The context relevant of the user query and the search engines indexed folios were the primary factors used by early search engines to return pertinent folios for the user. The information retrieval (IR) techniques were directly implemented in the retrieval and ranking algorithms. Conventional information retrieval (IR) presumes that the fundamental unit of information is a document and that a vast array of documents can be accessed to create the text database. Researchers have used IR to extract knowledge from structured data for community identification and search. A list of keywords sometimes referred to as terms, is the most widely used query format.
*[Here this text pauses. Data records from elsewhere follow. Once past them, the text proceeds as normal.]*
PR #2636, opened 2025-05-30
[WB-1975] Add ActivityButton component

jandrade:
## Summary:

This PR introduces the `ActivityButton` component, which is a chonky button
designed to be used in activity cards. It is a large button that can be used to
navigate to different activities or sections within the application.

Information in the text is unstructured, whereas data in databases is highly structured and kept in relational tables; thus, information retrieval from text varies from retrieved data from databases using SQL queries. The primary goal of interest is retrieval and related activities that can increase the accuracy or efficiency of retrieval since text retrieval lacks a structured query language like SQL, and the IR community has not focused much on real-world data applications like false news.
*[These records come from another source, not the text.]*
PR #2639, opened 2025-06-02
Badge text truncation

beaesguerra:
## Summary:

- Set max width of badge text to ~30 characters
- Add a way to provide styles to the label in the badge using the `styles.label` prop

Issue: WB-1971

## Test plan:

- Confirm badge label is truncated (`?path=/story/packages-badge-testing-snapshots--scenarios`)
- Review docs around truncation (`?path=/docs/packages-badge-badge--docs#badge-truncation`)


__docs__/wonder-blocks-badge/due-badge.stories.tsx
```diff
@@ -172,48 +172,3 @@ export const CustomIcons: StoryComponentType = {
         },
     },
 };
-
```
beaesguerra, line 175: To reduce duplication, I moved the `CustomStyle` story for `DueBadge` and `StatusBadge` to `badge-testing-snapshots` so we can test all badge types for custom styles: `?path=/story/packages-badge-testing-snapshots--all-badges-scenarios`

image

The base Badge component continues to have docs around how to use the `styles` prop: `?path=/docs/packages-badge-badge--docs#custom-styles`

image


It's also included in each badge component prop docs!

packages/wonder-blocks-badge/src/components/__tests__/badge-types.test.tsx
```diff
@@ -19,49 +19,57 @@ describe("Badge types", () => {
...
 
             // Act
-            const badge = screen.getByText("Badge label");
+            const {container} = render(
+                <Component ref={ref} label="Badge label" />,
+            );
 
             // Assert
-            expect(ref.current).toBe(badge);
+            // eslint-disable-next-line testing-library/no-node-access -- explicitly check the root element
```
beaesguerra: Because we wrap the label text in a `span` now, `screen.getByText` returns that `span` instead of the root element of the badge component. We now use `container.firstChild` to get the root element of the badge components

jandrade: Have you tried using `getByText(container, /badge label/i)` instead?

beaesguerra: Gave that a try and it didn't work!

I checked to see if there is anything else from react testing library that we can use to get the root element of a component and only found guidance for using [container.firstChild](https://testing-library.com/docs/react-testing-library/api/#container-1):
> Tip: To get the root element of your rendered element, use container.firstChild.

Digging it into more, the `no-node-access` lint rule supports an [allowContainerFirstChild](https://github.com/testing-library/eslint-plugin-testing-library/blob/984f245ff1222231a64f57fb91e376e61e7219fd/docs/rules/no-node-access.md?plain=1#L69-L86) option for this exact use case! 

I configured this option so we can get rid of the `eslint-disable-next-line testing-library/no-node-access`, let me know what you think! Open to other suggestions!

__docs__/wonder-blocks-badge/due-badge.stories.tsx
marcysutton: It's so beautiful 😍😂

packages/wonder-blocks-badge/src/components/__tests__/badge-types.test.tsx
marcysutton: One alternative could be putting a `data-testid` on the element you need to target. Then the order of descendants won't matter! (There are definitely mixed opinions on test-ids, I personally think they're fine for many scenarios 🤷‍♀️ )

packages/wonder-blocks-badge/src/components/badge.tsx
```diff
@@ -119,6 +123,13 @@ const styles = StyleSheet.create({
         // it with another component like `Tooltip`
         ...focusStyles.focus,
     },
+    label: {
+        // Truncate the label after ~30 characters
+        maxWidth: "30ch",
```
marcysutton, line 128: What a cool unit!

packages/wonder-blocks-badge/src/components/__tests__/badge-types.test.tsx
jandrade: I feel that it would be better to keep the rule enabled in that case, so we still signal that using this approach is a escape hatch. Silencing the rule would give the wrong signal in tests where we would be allowing using this approach more.

If `getByText` didn't work and testId is not possible (as Marcy suggests), I think it would be better to leave the tests as you created them in the first place.

beaesguerra: The rule continues to be enabled, but it's configured to allow specifically `container.firstChild` since that is the recommended approach for accessing the root element of a component. 

I'll take a look at switching the tests to use the test id!

jandrade (approved):
Looks great! left a comment around testing for your consideration (nothing preventing from landing this PR). 🚀 :shipit:

packages/wonder-blocks-badge/src/components/__tests__/badge-types.test.tsx
beaesguerra: Thanks for the suggestions! I was able to use `getByTestId` instead 😄 For the unit tests specifically testing the `testId` prop, I continue to check the attribute on `container.firstChild` so we can confirm that functionality without using `getByTestId` (since we want to test it is on the right element)!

Keyword research is the first and most crucial step in any search engine optimization strategic plan (Yang et al., 2021; Garg, 2021). The most popular approach to solving the keyword search problem is Graph-Based Keyword Search (GBKS), which identifies a set of closely linked nodes in the graph that may match a specific keyword based on the query (Bhalotia et al., 2002; Kacholia et al., 2005; He et al., 2007), BANKS-I (Bhalotia et al., 2002) considers the shortest route from a tree’s root to a node that contains keywords, BANKS-II (Kacholia et al., 2005) suggests using a forward search to approximate a solution, and BLINKS (He et al., 2007) tries to identify the set of all different sub trees with the best scores to improve the BANKS-II approach. These retrieval techniques are centered on nodes while using keyword search engines and semantic relationships (Wang et al., 2008) can link keyword inquiries and formal questions. Therefore, classical manual reading for information extraction and knowledge acquisition cannot keep up with the needs of the complex data age.
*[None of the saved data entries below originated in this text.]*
PR #2641, opened 2025-06-03
Upgrade to Storybook v9

jeremywiebe:
## Summary:

This PR upgrades Wonder-Blocks to Storybook v9. I ran `pnpm dlx @storybook/latest upgrade` and allowed it to run all of the migrations it thought it needed to. 

After that when I ran storybook, I noticed a CORS warning with Google Fonts so I fixed that also.  

Issue: "none"

## Test plan:

`rm -rf node_modules`
`pnpm install`
`pnpm start`
`pnpm test:storybook` - all tests pass

I checked around and everything seems to work


.storybook/manager-head.html
```diff
@@ -2,16 +2,13 @@
 <link rel="preload" href="./jakarta.css" as="style" />
 
 <link rel="stylesheet" href="./lato.css">
-<link
-    rel="preload"
-    href="https://fonts.googleapis.com/css?family=Inconsolata"
-/>
-<link rel="stylesheet" href="https://fonts.googleapis.com/css?family=Inconsolata">
+<link rel="preload"    crossorigin="anonymous" href="https://fonts.googleapis.com/css?family=Inconsolata" as="style" />
+<link rel="stylesheet" crossorigin="anonymous" href="https://fonts.googleapis.com/css?family=Inconsolata">
```
jeremywiebe, line 6: This fixes CORS warnings I was seeing (at least in Safari)

.storybook/preview.tsx
```diff
@@ -73,29 +73,32 @@ function DocsContainerWithTheme({children, context, ...props}) {
...
-            {
+            offWhite: {
                 name: "offWhite",
                 value: semanticColor.surface.secondary,
             },
-        ],
+        },
+    },
+    initialGlobals: {
+        // 👇 Set the initial background color
```
jeremywiebe, line 98: This is how we do backgrounds in Storybook v9. 

https://storybook.js.org/docs/essentials/backgrounds

doctor-storybook.log
jandrade, line 1: **note:** This probably needs to be included to `.gitignore`.

packages/wonder-blocks-testing-core/src/fixtures/fixtures.tsx
```diff
@@ -1,6 +1,6 @@
 /* eslint-disable import/no-deprecated */
 import * as React from "react";
-import {action} from "@storybook/addon-actions";
+import {action} from "storybook/actions";
```
jandrade: **thought:** I wonder if this change could affect and/or break `webapp` fixtures in any way (I think we are still using SB v8 there). cc @somewhatabstract in case you have thoughts.

packages/wonder-blocks-popover/src/components/__tests__/popover.test.tsx
```diff
@@ -5,7 +5,7 @@ import {userEvent, PointerEventsCheckLevel} from "@testing-library/user-event";
 import {View} from "@khanacademy/wonder-blocks-core";
 import Button from "@khanacademy/wonder-blocks-button";
 
-import {fireEvent} from "@storybook/test";
+import {fireEvent} from "storybook/test";
```
jandrade, line 8: I'm not sure why this is here 😅... maybe it was meant to be RTL's fireEvent? (unrelated to your PR)

.changeset/red-ducks-try.md
```diff
@@ -0,0 +1,7 @@
+---
+"@khanacademy/wonder-blocks-testing-core": patch
+"@khanacademy/wonder-blocks-popover": patch
```
jandrade: **nit:** `Popover` doesn't require a bump as tests were the only thing affected inside the package.

packages/wonder-blocks-testing/package.json
```diff
@@ -25,8 +25,7 @@
     "react": "catalog:",
     "react-dom": "catalog:",
     "react-router-dom": "catalog:",
-    "react-router-dom-v5-compat": "catalog:",
-    "storybook": "catalog:"
```
jandrade: **question:** Would this be expected?  I see that we still import `actions` in the fixtures code.

jandrade (commented):
This mostly looks great! I'd like to understand better if the `wb-testing` changes will keep working in `webapp`. Great work and thanks for setting up this @jeremywiebe 🫶

.changeset/red-ducks-try.md
jeremywiebe: Oh, you're right! I'll fix this.

packages/wonder-blocks-testing/package.json
jeremywiebe: `actions` are used in [`@khanacademy/wonder-blocks-testing-core`](https://github.com/Khan/wonder-blocks/blob/e2fb1a4fe96117015c1be4a1a06b4d8278bbeaab/packages/wonder-blocks-testing-core/src/fixtures/fixtures.tsx#L3) and that package still depends on `storybook`.

packages/wonder-blocks-testing-core/src/fixtures/fixtures.tsx
jeremywiebe: You're right.  I created a PR for ~~webapp (https://github.com/Khan/webapp/pull/33321)~~ frontend (https://github.com/Khan/frontend/pull/140) that adapts things. So once we land this PR we can do a WB release and bump that webapp PR immediately.

packages/wonder-blocks-popover/src/components/__tests__/popover.test.tsx
jeremywiebe: Yeah, this was wrong. I changed it to be `fireEvent` from RTL and things work!

.storybook/preview.tsx
```diff
@@ -74,25 +74,29 @@ function DocsContainerWithTheme({children, context, ...props}) {
...
         default: "baseDefault",
-        values: [
-            {
+        options: {
+            baseDefault: {
                 name: "baseDefault",
                 value: semanticColor.core.background.base.default,
             },
-            {
+            light: {
```
jandrade: **suggestion:** This probably needs to get renamed to `neutralStrong` (or the related stories to `light`) so the current snapshots are not affected by this change.

__docs__/wonder-blocks-accordion/accordion.stories.tsx
```diff
@@ -655,9 +655,9 @@ export const BackgroundColorExample: StoryComponentType = {
     },
 };
 
-BackgroundColorExample.parameters = {
+BackgroundColorExample.globals = {
     backgrounds: {
-        default: "neutralStrong",
+        value: "neutralStrong",
```
jandrade, line 660: **suggestion:** See my previous comment. This could be `light` or kept as it is if the global value gets renamed to `neutralStrong`. There are another two examples that fall into this issue.

pnpm-workspace.yaml
```diff
@@ -31,3 +31,5 @@ catalog:
     react-window: ^1.8.11
     # Codemods
     jscodeshift: ^17.3.0
+    # Storybook
+    storybook: ^9.1.8
```
jandrade, line 35: **praise:** Good call!

jandrade (approved):
Looks great overall! just left a comment to fix a few story snapshots. Thank you so much for getting us upgraded to the latest version 👏 🚀

.storybook/preview.tsx
jeremywiebe: I'll rename them to `neutralStrong` so that we don't pull forward a deprecated term.

__docs__/wonder-blocks-accordion/accordion.stories.tsx
jeremywiebe: I did rename it to `neutralStrong`.  I think it's working. :)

Researchers on machine learning (ML) and graph mining have used various branches of artificial intelligence, from recommendation systems, computer vision, natural language processes, and graph-based, for solving standard processes through graph-based machine learning. In conventional ML, researchers have been working on alternative clustering problems on graphs, and comparing the similarity of objects of the same kind is crucial in many applications (Han et al., 2022; Aggarwal, 2016). A sustainable cluster is designated as a collection of nodes in a multiplex network that is concurrently coupled to one another across all of the distinct layers (Baxter et al., 2016). Moreover, sustainability corresponds to several paths that connect the same pair of nodes in the feasible cluster, but each exists on a different multiplex layer. Therefore, understanding fundamental search co-occurrence correlation through multi-layer graph representations is an essential methodology from literature to intelligence analysis (Fig. 2).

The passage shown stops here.